PR #5800, opened 2026-08-17
Match type filters through re-export spellings via canonical code refs

lukemelia:
## What this does

A `filter.type`/`on` code ref that names a type through a re-exporting module — the canonical example being base `FileDef` addressed via its documented `file-api` module, which re-exports it from `card-api` — silently matched nothing. Index rows stamp `types` with the canonical (defining-module) key from `identifyCard`, so only the canonical spelling ever joined the membership keys: filtering on base `FileDef` returned zero rows while concrete subtype filters matched, making the base-type filter a silent dead end.

Two halves, kept in agreement:

- **Query engine**: each type condition's ref now resolves through the definition lookup, and the compiled `types` membership predicates union the canonical ref's spelling-tolerant keys (RRI / real-URL / virtual-alias) with the as-given ref's. Because the definition lookup is async, the type condition becomes a deferred expression node resolved in pass 1, alongside the existing deferred kinds. A ref whose definition doesn't resolve keeps only its spelling-based keys and matches nothing, exactly as before.
- **Host search resource**: the same rewrite is applied (via the loader + `identifyCard`) before client-side matching — the matcher compares refs against `identifyCard` of an instance's class, so an uncanonicalized re-export spelling would strip the server's correct results during live reconciliation. Until the rewrite settles for the active filter, or when a ref doesn't resolve, the search stays a server-only passthrough so the two evaluations can't disagree.

The shared walker (`runtime-common/query-canonicalization.ts`) rewrites `type`/`on` refs through `any`/`every`/`not` without mutating the input tree, and single-flights duplicate ref spellings by memoizing the in-flight promise — sibling nodes are walked concurrently, so a value-memo would double-resolve.

## Test plan

- `packages/realm-server/tests/search-entries-engine-test.ts`: a pure base-FileDef filter matches every file row across subtypes, and the `file-api` re-export spelling matches the same rows as the canonical `card-api` spelling (36/36 pass locally).
- `packages/host/tests/unit/query-canonicalization-test.ts`: rewrite of top-level and nested refs, input-tree immutability, unresolvable refs marking the result incomplete, and duplicate refs resolving once (8/8 pass locally via the dev test page).
- Typechecks pass across runtime-common, realm-server, and host.

### DIFF
--- a/packages/host/app/resources/search.ts
+++ b/packages/host/app/resources/search.ts
@@ -27,6 +27,9 @@ import {
   isFileDefInstance,
   isFileDefCodeRef,
   isClientEvaluable,
+  canonicalizeFilterRefs,
+  identifyCard,
+  isResolvedCodeRef,
   matchInstanceAgainstFilter,
   makeInstanceComparator,
   logger as runtimeLogger,
@@ -44,6 +47,7 @@ import type { Filter, Query } from '@cardstack/runtime-common/query';
 
 import { searchErrorEntry } from '../lib/search-error-entry';
 
+import type LoaderService from '../services/loader-service';
 import type NetworkService from '../services/network';
 import type RealmServerService from '../services/realm-server';
 import type StoreService from '../services/store';
@@ -162,6 +166,7 @@ export class SearchResource<
   @service declare private network: NetworkService;
   @service declare private realmServer: RealmServerService;
   @service declare private store: StoreService;
+  @service declare private loaderService: LoaderService;
   #storeServiceOverride: StoreService | undefined;
   @tracked private realmsToSearch: RealmIdentifier[] = [];
   // Resist the urge to expose this property publicly as that may entice
@@ -183,6 +188,19 @@ export class SearchResource<
   // once it lands.
   @tracked private matchAPI: CardAPIForMatching | undefined;
   #matchAPILoading = false;
+  // The active filter with its `type`/`on` refs rewritten to canonical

....

### Work instruction
Only the lines with the string "resources" are wanted; pick them out of the records above and copy them.

### Expected output
--- a/packages/host/app/resources/search.ts
+++ b/packages/host/app/resources/search.ts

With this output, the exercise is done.